The Fear Cage Has More Than One Entrance

I’m way behind in updating my blog, but I promised to talk about this so I’ll post it first.

Just after the scope showed no signs of cancer inside my mouth or throat, I started to get a little more sick. It took a form that made it hard to get enough to eat or enough hydration, and I was still struggling with the end of the insomnia.

I also didn’t realize at the time how much pain I was in. I know that sounds funny: how can you be in a lot of pain and not know it? When the pain grows gradually, you get used to it. It’s like the slew of experiments: drop a frog directly into hot water and it leaps out, but drop the frog in water while it’s cool and warm it very gradually and the frog will stay in the water until it dies from the heat.

120918frog

Lack of food, water and sleep and the presence of pain changes you. I was too close to realize that, and I let it reopen the fear cage. I started reading blogs again about how sick the treatments can make you, and how long it takes some people to recover. I got pretty depressed, which didn’t help.

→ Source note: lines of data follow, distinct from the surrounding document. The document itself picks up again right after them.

PR #2062, opened 2023-10-26
Remove IBC token denomination and refactoring

### LINKED ISSUE #1445: IBC: refactor for typed storage
We should create helper functions to ensure that we never write values of the wrong type to particular storage keys, and we should avoid mingling code which handles logic and code which handles serialisation.

For example (from `shared/src/ledger/ibc/mod.rs`)

```rust
    // the client counter
    let key = client_counter_key();
    let value = 0_u64.to_be_bytes().to_vec();
    storage
        .write_bytes(&key, value)
        .expect("Unable to write the initial client counter");
```

This should be refactored into (in some appropriate file):

```rust
pub fn write_client_counter(value: u64) {
    let key = client_counter_key();
    let value = value.to_be_bytes().to_vec();
    storage
        .write_bytes(&key, value.to_be_bytes())
        .expect("Unable to write the client counter");
}
```

such that the original code needs to be only

```rust
ibc_storage::write_client_counter(0_u64);
```

Does this make sense? We should apply this pattern generally, starting with the IBC code.

### LINKED ISSUE #1947: IBC token denomination doesn't have to be stored
The amount of ICS-20 transfer is `uint256`. So, the IBC token's denomination should be always zero. (I don't mean about ICS-20 token denomination here.)
When receiving the token over IBC, the denomination is stored as zero. It's redundant because we can always use zero denomination when they are queried.

yito88:
## Describe your changes
closes #1947 and closes #1445 by refactoring for IBC, 

`v0.25.0`


core/src/ledger/ibc/context/common.rs
```diff
@@ -31,149 +33,426 @@ use crate::ibc::mock::consensus_state::MockConsensusState;
...
+                }
+                .into()
+            }),
+            None => Err(ClientError::ClientSpecific {
+                description: format!(
+                    "The client update height doesn't exist: ID {client_id}",
+                ),
+            }
+            .into()),
+        }
```
sug0, line 226: here are my two cents on this kind of error handling: using matches to handle optionals, if not strictly necessary (e.g. because you need to `return` in one of the branches), introduces unnecessary strain when reading the code. IMO, this is because we are forced to evaluate two possible scenarios mentally (what happens when the code fails? what happens when the code succeeds?). handling errors with methods like `ok_or`, `map_err`, etc, improves readability I think, because errors are handled linearly, if that makes sense, so the logic flows better (e.g. you are not interrupted with error handling).

anyway, this is just a nit

sug0 (dismissed):
lgtm, managed to shave off quite a bit of lines!

core/src/ledger/ibc/context/common.rs
```diff
@@ -203,160 +482,139 @@ pub trait IbcCommonContext: IbcStorageContext {
...
+    /// Store the packet receipt
+    fn store_packet_receipt(
+        &mut self,
+        port_id: &PortId,
+        channel_id: &ChannelId,
+        sequence: Sequence,
+    ) -> Result<()> {
+        let key = storage::receipt_key(port_id, channel_id, sequence);
+        // the value is the same as ibc-go
+        let bytes = [1_u8].to_vec();
```
batconjurer, line 548: that's a shame we have to allocated a vec for a single byte

core/src/ledger/ibc/context/common.rs
```diff
@@ -203,160 +482,139 @@ pub trait IbcCommonContext: IbcStorageContext {
...
-    ) -> Result<(), ContextError> {
-        self.write(key, u64::from(sequence).to_be_bytes().to_vec())
-            .map_err(|_| {
-                ContextError::PacketError(PacketError::Channel(
-                    ChannelError::Other {
+    /// Read a counter
+    fn read_counter(&self, key: &Key) -> Result<u64> {
+        match self.read_bytes(key)? {
+            Some(value) => {
+                let value: [u8; 8] =
```
batconjurer, line 597: this is odd. Why can't we just store the u64 directly?

batconjurer (dismissed):
Generally looks good.

core/src/ledger/ibc/context/common.rs
yito88: Thanks! I modified them with `ok_or`

core/src/ledger/ibc/context/common.rs
yito88: You're right. We can use u64 directly (I used it for sequences before. but it isn't used anymore.)

batconjurer (approved):

sug0 (approved):

Issue #70, opened 2022-02-04
ledger (HW wallet) keys integration


tzemanovic:
Allow to import keys from the ledger app (to be built, hence externally blocked). This should allow for interactive signing via the hardware wallet.

cwgoes:
@karbyshev can you take this as part of the wallet work?

PR #2068, opened 2023-10-27
Added Ledger support to the wallet.

murisi:
## Describe your changes
Added Ledger support to the `namadaw` command, expanded the `Store` to also hold derivation paths and public keys, and attempted to simplify the wallet logic. More specifically:
* Derivation paths are now stored in the wallet to ease future signing operations
* Public keys are now stored in the wallet so that the `namadaw key list` command remains as informative even in the absence of the secret key (which may be being stored externally on a hardware wallet)
* Modified the key generation command to always generate and print out a seed phrase
* Encryption is now done in `store.rs` to ensure that the key derivations are always maximized and are done correctly:
    * I.e. a public key and public key hash of the same alias should always be derived from inserting secret key to wallet
* The SDK now takes derivation paths using the type `DerivationPath` instead of `String`
    * This enabled the removal of string parsing logic (like checking for "default" keyword) from the SDK
* Broke up the SDK key derivation function because it was doing many things and its parameters were like flags
* Implemented key derivation given a derivation path using the hardware wallet
    * This is dependent upon a `ledger-namada` branch enabling SLIP10 and returns larger key byte vectors that contain the key discriminant byte: https://github.com/heliaxdev/ledger-namada/tree/murisi/fix-rs-0.24.0
* Enabled transactions to be signed using the hardware wallet when it is connected
    * This is dependent upon a `ledger-namada` branch fixing the hashing of signature sections involved in multisig transactions: https://github.com/heliaxdev/ledger-namada/tree/murisi/fix-rs-0.24.0
* Parameterized SDK functions depending on randomness with a randomness parameter
* Removed code that allowed multiple wallet entries sharing the same alias to be inserted separately
* Implemented Serde (de)serialization of public keys and derivation paths to enable `Store` (de)serialization
* Augmented the `namadaw key list` command to also print out public keys (labelled as `external`) even when no corresponding secret key exists

closes https://github.com/anoma/namada/issues/70


apps/src/lib/client/tx.rs
```diff
@@ -57,6 +65,129 @@ pub async fn aux_signing_data<'a>(
...
 }
 
+// Sign the given transaction using a hardware wallet as a backup
+pub async fn sign<'a>(
+    context: &impl Namada<'a>,
+    tx: &mut Tx,
+    args: &args::Tx,
+    signing_data: SigningTxData,
+) -> Result<(), error::Error> {
+    // Setup a reusable context for signing transactions using the Ledger
```
cwgoes, line 75: I prefer that we use the Ledger app only explicitly, when the user has instructed us to do so, by either:
- passing some flag (such as `--use-device`), or
- using a key which we know (from the saved data) to have been generated with the Ledger

sdk/src/signing.rs
```diff
@@ -208,42 +228,96 @@ pub async fn tx_signers<'a>(
...
+                sigidx
+            })
             .collect();
         tx.add_signatures(signatures);
-    } else if let Some(account_public_keys_map) =
-        signing_data.account_public_keys_map
+    }
+
+    // Then try to sign the raw header with private keys in the software wallet
+    if let Some(account_public_keys_map) = signing_data.account_public_keys_map
```
cwgoes, line 255: Are we possibly signing with multiple keys? I'm a little bit confused by this flow. It seems to me that we should first lookup the key pair that the user instructed us to sign with, then use it (or return an error if not found)

sdk/src/wallet/mod.rs
```diff
@@ -225,6 +226,31 @@ pub mod fs {
...
+pub fn gen_secret_key(
+    scheme: SchemeType,
+    csprng: &mut (impl CryptoRng + RngCore),
+) -> common::SecretKey {
+    match scheme {
+        SchemeType::Ed25519 => ed25519::SigScheme::generate(csprng).try_to_sk(),
+        SchemeType::Secp256k1 => {
+            secp256k1::SigScheme::generate(csprng).try_to_sk()
+        }
+        SchemeType::Common => common::SigScheme::generate(csprng).try_to_sk(),
```
cwgoes, line 239: What is this?

sdk/src/wallet/mod.rs
```diff
@@ -481,52 +493,59 @@ impl<U: WalletIo> Wallet<U> {
...
-        ))
+            None,
+            Some(derivation_path),
+        )
+        .map(|alias| (alias, sk))
     }
 
-    /// Generate a new keypair and derive an implicit address from its public
+    /// Generate a spending key similarly to how it's done for keypairs
+    #[cfg(feature = "masp-tx-gen")]
```
cwgoes, line 530: Why is this under a feature flag?

cwgoes (commented):
Most of the changes look fine, but I have some minor concerns about the flow.

apps/src/lib/client/tx.rs
murisi: I've implemented option 1, `--use-device`, to trigger hardware wallet signing.

sdk/src/signing.rs
murisi: Agreed, this flow is a little confusing. Yes, we are potentially signing with multiple keys. I guess either way is possible: first try to apply the signatures the user has supplied via the CLI (used in multisig contexts), and then try signing with the keys the user has specified. Or the other way round. If wanted to immediately error on a key pair not being found, we would have to do some refactoring in order to keep the multisig implementation/flow working.

sdk/src/wallet/mod.rs
murisi: This function used to be called `gen_sk_rng` and lived in`sdk/src/wallet/store.rs`. Each implementation of signing scheme has to be identified with a `SchemeType` (`SchemeType::Secp256k1`, `SchemeType::Ed25519`, ...) (because of `SigScheme` trait requirements). Since we needed a signing scheme that is not fixed at compile-time, we ended up making `common::PublicKey`, `common::SecretKey`, `common::Signature` and identifying them with `SchemeType::Common`.

Since `common::SigScheme::generate(csprng)` panics, the entire branch `SchemeType::Common => common::SigScheme::generate(csprng).try_to_sk(),` panics. We could probably make that more clearer.

sdk/src/signing.rs
cwgoes: Ok, gotcha. Let's think about this later/separately.

core/src/types/key/common.rs
```diff
@@ -42,6 +40,48 @@ pub enum PublicKey {
...
+    fn serialize<S>(
+        &self,
+        serializer: S,
+    ) -> std::result::Result<S::Ok, S::Error>
+    where
+        S: serde::Serializer,
+    {
+        // String encoded, because toml doesn't support enums
+        let prefix = match self {
+            PublicKey::Ed25519(_) => "ED25519_PK_PREFIX",
```
karbyshev, line 53: Could we define constants for "ED25519_PK_PREFIX" and "SECP256K1_PK_PREFIX", as they are used in both serialize/deserialize?

sdk/src/wallet/store.rs
```diff
@@ -491,25 +490,13 @@ impl Store {
...
-    }
-
     /// Insert a new address with the given alias. If the alias is already used,
     /// will prompt for overwrite/reselection confirmation, which when declined,
     /// the address won't be added. Return the selected alias if the address has
     /// been added.
     pub fn insert_address<U: WalletIo>(
         &mut self,
-        alias: Alias,
+        mut alias: Alias,
```
karbyshev, line 499: Now alias is both mutable and returned. That seems redundant to me.

sdk/src/wallet/derivation_path.rs
```diff
@@ -105,6 +106,29 @@ impl fmt::Display for DerivationPath {
     }
 }
 
+impl FromStr for DerivationPath {
+    type Err = DerivationPathError;
+
+    fn from_str(s: &str) -> Result<Self, Self::Err> {
```
karbyshev, line 112: Why was it introduced? Can `DerivationPath::from_path_str` be used instead, which also takes the scheme into account?

karbyshev: For `SchemeType::Ed25519` all path segments must be hardened.

murisi: `FromStr` was introduced to support the implementation of `Serde::Deserialize` for `DerivationPath`. And this is required in order to be able to store `DerivationPath`s in the wallet's `Store`, which itself is serialized to file storage using Serde.

I see your point. Currently if a user supplies a non-hardened path like `m/44'/877'/0'/0/0`, we implicitly harden it to `m/44'/877'/0'/0'/0'` before commencing processing. Have we considered just rejecting non-hardened Ed25519 paths as is done in one of the implementations linked to from the SLIP10 specification? See https://github.com/elucidsoft/dotnetstandard-bip32/blob/master/dotnetstandard-bip32/BIP32.cs#L65 where they use the regex `^m(\/[0-9]+')+$`.

sdk/src/wallet/store.rs
```diff
@@ -443,23 +409,56 @@ impl Store {
...
-        self.payment_addrs.remove(alias);
-        self.view_keys.remove(alias);
-        self.spend_keys.remove(alias);
-        self.keys.remove(alias);
-        self.addresses.remove_by_left(alias);
-        self.pkhs.retain(|_key, val| val != alias);
+    /// Insert public keys
+    pub fn insert_public_key<U: WalletIo>(
+        &mut self,
+        mut alias: Alias,
```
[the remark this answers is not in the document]
murisi: Only a local copy of the parameter is modified (so the caller doesn't see the mutation). You might be thinking of `alias: &mut Alias`...

sdk/src/wallet/store.rs
murisi: Only a local copy of the parameter is modified (so the caller doesn't see the mutation). You might be thinking of `alias: &mut Alias`...

core/src/types/key/common.rs
murisi: Good point. Done, thanks!

sdk/src/wallet/mod.rs
murisi: You're right. This is a holdover from back when the WASM builds depended on the shared crate. Back then we were trying to prevent the WASM builds from indirectly depending on the `rand` and `rand_core` crates whilst not breaking MASP transaction generation that uses randomness.

But now, logically, if the SDK can generate secret keys without breaking MASP, then it should also be able to generate spending keys without breaking anything. Experimentally I've removed the flags and rebuilt the WASM binaries and their hashes haven't changed. I'm running the tests, but this removal is unlikely to have broken anything.

sdk/src/wallet/derivation_path.rs
karbyshev: > I guess requiring scheme information to deserialize derivation paths would mean having to tag derivation paths with their scheme types.
I would prefer this solution. I think that explicit storage of the scheme tag might be also useful from the user perspective.

PR #2089, opened 2023-11-03
Fix querying error while checking token balance

CroutonDigital:
- [x] Fix querying error while checking token balance


.gitignore
```diff
@@ -28,3 +28,6 @@ wasm/*.wasm
 
 # app version string file
 /apps/version.rs
+
+# mac
+.DS_Store
```
tzemanovic, line 33: pls don't add OS specific settings here - you can add it to your global git config

apps/src/lib/client/rpc.rs
```diff
@@ -340,8 +340,7 @@ pub async fn query_transparent_balance<'a>(
                             balance
                         );
                     }
-                    Err(e) => {
-                        display_line!(context.io(), "Querying error: {e}");
+                    Err(_) => {
```
tzemanovic, line 343: I think this error should be suppressed only when it's `QueryError::NoSuchKey` - any other errors should be shown instead of "No balance found" print

.gitignore
CroutonDigital: Removed. 

Thank you!

apps/src/lib/client/rpc.rs
CroutonDigital: All build tests passed

CroutonDigital: @tzemanovic can you my changes? 

Thank you!

PR #2091, opened 2023-11-04
Gas&fee updates

### LINKED ISSUE #1923: IBC transaction gas costs
Especially after #1904 is merged, IBC transactions will not pay many (if any) gas fees. Updating Namada's state machine with an IBC transaction is somewhat expensive, as validation and storage modifications do the exact same amount of work (i.e. validation is not cheaper, the same code is executed for wasm as is for the native VP).

We should assign a constant gas price to invoking the IBC tx actions host function, and some other cost to executing the IBC native VP. These values should be determined based on the computational effort of running the associated IBC code, with benchmarks.

### LINKED ISSUE #2054: Validator minimum gas fee parameter
We need to add a local configuration parameter to allow a validator to set the minimum gas fee that they want to accept. This should be done for every token they are willing to accept gas payment in. The validation of transactions in `prepare_proposal` should be based on this parameter instead of the protocol one.

### LINKED ISSUE #2056: Miscellaneous gas&fee updates
The gas & fee system needs the following miscellaneous updates:

- Updated the benchmarks
- Charge gas for the validation of the wrapper tx
- Charge gas for wasm validation
- Remove checked arithmetic ops if unneeded
- Set a definitive value for the `SCALE` constant
- Excessive fee redistribution among the delegators (nice to have, not mandatory)

grarco:
## Describe your changes

Addresses #1924.
Closes #1923.
Closes #2054.
Closes #2056.

This PR addressed the following:

- Updates the benchmarks
- Updates the gas costs and multipliers
- Charges gas for wrapper tx validation
- Tracks gas for ibc native vp expensive sections
- Adds a local configuration parameter for validators to customize their gas-fee tokens preferences

v0.25.0


apps/src/bin/namada-node/cli.rs
```diff
@@ -57,6 +58,24 @@ pub fn main() -> Result<()> {
                     );
                 }
             }
+            cmds::Config::UpdateLocalConfig(cmds::LocalConfig(args)) => {
+                // Validate the new config
+                let updated_config = std::fs::read(args.config_path).unwrap();
+                let _validator_local_config: ValidatorLocalConfig =
+                    toml::from_slice(&updated_config).unwrap();
+
+                // Update validator configuration file with the new accepted
```
cwgoes, line 67: presumably other updates would also be applied, if present in the file read?

apps/src/lib/bench_utils.rs
```diff
@@ -111,6 +111,10 @@ pub const TX_WITHDRAW_WASM: &str = "tx_withdraw.wasm";
 pub const TX_INIT_ACCOUNT_WASM: &str = "tx_init_account.wasm";
 pub const TX_INIT_VALIDATOR_WASM: &str = "tx_init_validator.wasm";
 
+pub const TX_RESIGN_STEWARD: &str = "tx_resign_steward.wasm";
```
cwgoes, line 114: how do these changes relate to this PR

cwgoes (commented):
Only some minor comments.

apps/src/lib/bench_utils.rs
grarco: Ah, we were just missing the benchmark for this specific transaction, so I added it in this PR, nothing more than this

apps/src/bin/namada-node/cli.rs
cwgoes: this is fine, but we should make sure the comments and cli usage info match what the code actually does

tzemanovic (approved):

PR #2103, opened 2023-11-06
deps: switch to tower-abci branch with overloaded service handling

tzemanovic:
## Describe your changes

https://github.com/heliaxdev/tower-abci/pull/12:
- added exponential backoff when a service overloaded
- peek requests in case a service call fails to be able to retry them - this avoids crashing CometBFT (it *should* be possible to shed query requests when the query service is overloaded, but at the moment the implementation doesn't distinguish this and shedding mempool requests does crash Comet)

0.25.0


tzemanovic:
this is to be rebased on #2141 with a rebased tower-abci error handling fix

tzemanovic:
done with #2141 instead

PR #2104, opened 2023-11-06
Replay protection delay write

### LINKED ISSUE #2036: Delay replay protection key write
Currently we write the hash of the inner tx when including the wrapper in the block. In some failure cases we remove this hash to allow for a replay. It would be slightly better though, to write the inner tx hash after it has been executed. This would allow to include in a single block different wrappers carrying the same inner transaction (slightly undesirable), but it would prevent a valid transaction from being excluded from a block because of another invalid tx with the same hash, which represents a more serious issue.

To do so we need to:

- in `prepare_proposal` and `process_proposal`, validate the inner tx hash only against the storage (no more write log check)
- in `finalize_block`, write the wrapper hash when accepting it, check the inner hash agains the write log and then execute the inner tx and
    - if tx successful or failed but no replay allowed, write the inner tx hash and remove the corresponding wrapper tx hash
    - otherwise do nothing

grarco:
## Describe your changes

Closes #2036.

Moves the write of the decrypted tx hash after its execution in `finalize_block` and introduces a new check to prevent applying the same decrypted tx more than once.

Updates unit tests.

Based on #1905 


cwgoes:
Note: reviewed in https://github.com/anoma/namada/pull/2108#pullrequestreview-1717094944 for the correct diff

tzemanovic (approved):

tzemanovic (approved):

PR #1, opened 2016-07-06
blobutil: parse blob info from url

ahmetalpbalkan:
cc: @boumenot

### DIFF
--- a/blobutil/url.go
+++ b/blobutil/url.go
@@ -1,0 +1,76 @@
+package blobutil
+
+import (
+	"fmt"
+	"net/url"
+	"strings"
+
+	"github.com/pkg/errors"
+)
+
+// AzureBlobRef contains information parsed from an Azure Blob Storage URL.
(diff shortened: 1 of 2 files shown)


blobutil/url.go
```diff
@@ -0,0 +1,76 @@
...
+	Blob string
+
+	// Scheme contains http or https
+	Scheme string
+}
+
+// ParseBlobURL recognizes a given Azure Blob Storage URL and extracts the information
+// of the blob such as storage API endpoint, container and blob name, or returns error if the
+// URL is unrecognized.
+func ParseBlobURL(blobURL string) (v AzureBlobRef, err error) {
```
boumenot: Is the SDK every going to handle this stuff for you?

boumenot:
LGTM.

blobutil/url.go
ahmetalpbalkan: @boumenot sdk does not handle this.

PR #2, opened 2016-07-06
preprocess: utils to deal with BOM, DOS, UTF-16

ahmetalpbalkan:
Contains the utilities to detect & sanitize text files (i.e. scripts).

- bom.go: removal of bom chars, utf16 to utf8 conversion
- dos.go: removal of DOS line endings
- file.go: detection of script files via file ext or shebang

and bunch of test files (inherited from old repo)


preprocess/bom.go
```diff
@@ -0,0 +1,49 @@
...
+)
+
+var bomSequences = [][]byte{
+	{'\xef', '\xbb', '\xbf'}, // python: codecs.BOM_UTF8
+	{'\xff', '\xfe'},         // python: codecs.BOM, codecs.BOM_LE, codecs.BOM_UTF16_LE
+	{'\xfe', '\xff'},         // python: codecs.BOM_BE, codecs.BOM_UTF16_BE
+}
+
+var (
+	utf16le = []byte{'\xff', '\xfe'}
```
boumenot: utf8 too?

ahmetalpbalkan: ah I'm realizing these are leftover..

preprocess/file.go
```diff
@@ -0,0 +1,63 @@
...
+	"unicode"
+
+	"github.com/pkg/errors"
+)
+
+const peekLen = 64 // look at first N bytes to figure out if it has shebang
+
+// textExtensions is predefined list of script and text
+// file extensions.
+var textExtensions = []string{
```
boumenot: is this from the current version?  .rb for ruby?

preprocess/file_test.go
```diff
@@ -0,0 +1,47 @@
...
+	require.True(t, hasShebang([]byte("#! foo")), "shebang")
+
+	script := "\r\n  \t#!foo"
+	require.True(t, hasShebang([]byte(script)), "whitespace")
+
+	noscript := "    !$"
+	require.False(t, hasShebang([]byte(noscript)), "not shebang")
+
+	bomdata := append(bomSequences[1], []byte("    \t \n#!booyah")...)
+	require.True(t, hasShebang(bomdata), true)
```
boumenot: I would have said false.  Shebang should be at the absolute beginning, minus the BOM.  (Did I interpret that correctly?)

boumenot:
Few questions, but LGTM.

preprocess/file.go
ahmetalpbalkan: they are mostly from the current version. I think I just added .txt and .pl. Can be extended but I'd say let's not if there's no clear need.

PR #3, opened 2016-07-06
download: utils to download files and blobs

ahmetalpbalkan:
This one is fairly simple:

```

package download

FUNCTIONS

func Download(d Downloader) (io.ReadCloser, error)
    Download retrieves a response body and checks the response status code
    to see if it is 200 OK and then returns the response body. It issues a
    new request every time called. It is caller's responsibility to close
    the response body.

TYPES

type Downloader interface {
    // GetRequest returns a new GET request for the resource.
    GetRequest() (*http.Request, error)
}
    Downloader describes a method to download files.

func NewBlobDownload(accountName, accountKey string, blob blobutil.AzureBlobRef) Downloader
    NewBlobDownload creates a new Downloader for a blob hosted in Azure Blob
    Storage.

func NewURLDownload(url string) Downloader
    NewURLDownload creates a new downloader with the provided URL

```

This time it was Charlie who pulled me out of the fear cage. He reminded me to stop reading the blogs. I wouldn’t know what was going to happen to me until it happened. And even if I did¬†get a lot sicker, worrying about it wouldn’t change anything. All I had to do was finish the treatments, weather out whatever comes, and then it would all be done.

He was right, and I diligently resumed taking my anti-anxiety medicine as an additional help through those weeks. Now that I’m on the other side, I am, in fact, much sicker, and I still think the days I spent afraid of this were wasted days. Life is too short to worry about what may–or even what’s definitely going to–happen tomorrow. However long you live, you have far too few todays.